Joints¶
A joint declares what to compute. It is a named, immutable unit in the pipeline DAG that describes a data transformation without executing it. Joints do not run logic — they are compiled into a CompiledAssembly that the executor runs deterministically.
Every joint has a unique name, a type, and a set of options that vary by type:
| Type | Purpose |
|---|---|
source |
Read data from a catalog into the pipeline |
sql |
Transform data using a SQL query |
python |
Transform data using a Python function |
sink |
Write data from the pipeline to a catalog |
Source Joint¶
A source joint reads a table from a catalog. It has no upstream dependencies — always a root node in the DAG.
Inline Transforms¶
Source joints support optional columns, filter, and limit fields that push filtering, projection, and row limits to the adapter — so only the data you need is read from storage.
name: recent_orders
type: source
catalog: warehouse
table: raw_orders
columns:
- order_id
- customer_name
- revenue: price * quantity
filter: status = 'active' AND created_at > '2025-01-01'
limit: 1000
Column entries can be plain names (pass-through) or alias: expression mappings for renames, casts, and computed columns. The same transforms can be expressed in SQL form using FROM __self to reference the backing table:
-- rivet:name: recent_orders
-- rivet:type: source
-- rivet:catalog: warehouse
-- rivet:table: raw_orders
SELECT order_id, customer_name, price * quantity AS revenue
FROM __self
WHERE status = 'active' AND created_at > '2025-01-01'
LIMIT 1000
__self is a reserved alias that the compiler replaces with the actual table FQN at compile time.
See Source Inline Transforms for the full reference.
SQL Joint¶
A SQL joint transforms data using a SQL query. It references upstream joints by name in the FROM clause. The engine resolves those references at compile time and fuses adjacent SQL joints on the same engine into a single query when possible.
Sink Joint¶
A sink joint writes the output of an upstream joint to a catalog. It is always a leaf node — nothing reads from a sink. The write_strategy controls how data is written (append, replace, merge, etc.).
Python Joint¶
A Python joint transforms data using a Python function. The function receives upstream MaterializedRef objects and must return a Material. Use Python joints when SQL is insufficient — ML models, external APIs, or complex row-level logic.
Fusion boundary
Python joints break SQL fusion. Adjacent SQL joints on either side compile into separate fused groups.
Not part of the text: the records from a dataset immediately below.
PR #1405, opened 2019-06-23
Improve command suggestions

mueller-ma:
* Don't suggest commands for Charts
* Suggest current value for Numbers and Strings


mobile/src/main/java/org/openhab/habdroid/util/SuggestedCommandsFactory.kt
```diff
@@ -71,6 +71,7 @@ class SuggestedCommandsFactory(private val context: Context, private val showUnd
             if (suggestedCommands.commands.isEmpty()) {
                 addCommonNumberCommands(suggestedCommands)
             }
+            add(suggestedCommands, item.state?.asString ?: "UNDEF")
```
maniac103: Maybe rather `item.state?.asString.let { value -> add(suggestedCommands, value) }`?

mueller-ma: Done.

The handler function signature:
from rivet_core.models import Material
def score_orders(material: Material) -> Material:
table = material.to_arrow()
# ... apply scoring logic ...
return scored_table
Python Joint File Format¶
Python joints can be declared as standalone .py files using # rivet:key: value annotation comments. The config layer discovers .py files in sources/, joints/, and sinks/ directories and parses their annotations into JointDeclaration objects.
Annotation Syntax¶
The parser reads annotations from the top of the file and stops at the first non-annotation, non-blank line. All annotation keys and value types match the SQL annotation format.
Defaults¶
| Annotation | Default |
|---|---|
name |
File stem (e.g., scoring.py → scoring) |
type |
python |
function |
Auto-derived from file path (see below) |
Function Auto-Derivation¶
When no # rivet:function: annotation is provided, the parser derives it from the file's module path relative to the project root, appending :transform:
| File Path | Derived function |
|---|---|
joints/scoring.py |
joints.scoring:transform |
joints/sub/deep.py |
joints.sub.deep:transform |
Minimal Example¶
A .py joint file needs only a single annotation — name, type, and function are all auto-derived:
# joints/enrich.py
# rivet:upstream: [raw_orders]
import pyarrow as pa
from rivet_core.models import Material
def transform(material: Material) -> Material:
table = material.to_arrow()
return table.append_column("enriched", pa.array([True] * len(table)))
This produces: name="enrich", type="python", function="joints.enrich:transform".
Joint Lifecycle¶
All joints follow the same lifecycle regardless of type:
- Declaration — defined in SQL annotations, YAML, or Python
- Bridge forward —
rivet_bridgeconverts declarations intoJointmodel objects - Assembly — joints are assembled into a DAG (must be acyclic, all upstreams must exist)
- Compilation —
compile()produces aCompiledAssembly(pure: no I/O) - Execution — executor follows
execution_orderand materializes each joint
See Compilation for details on the compilation pipeline.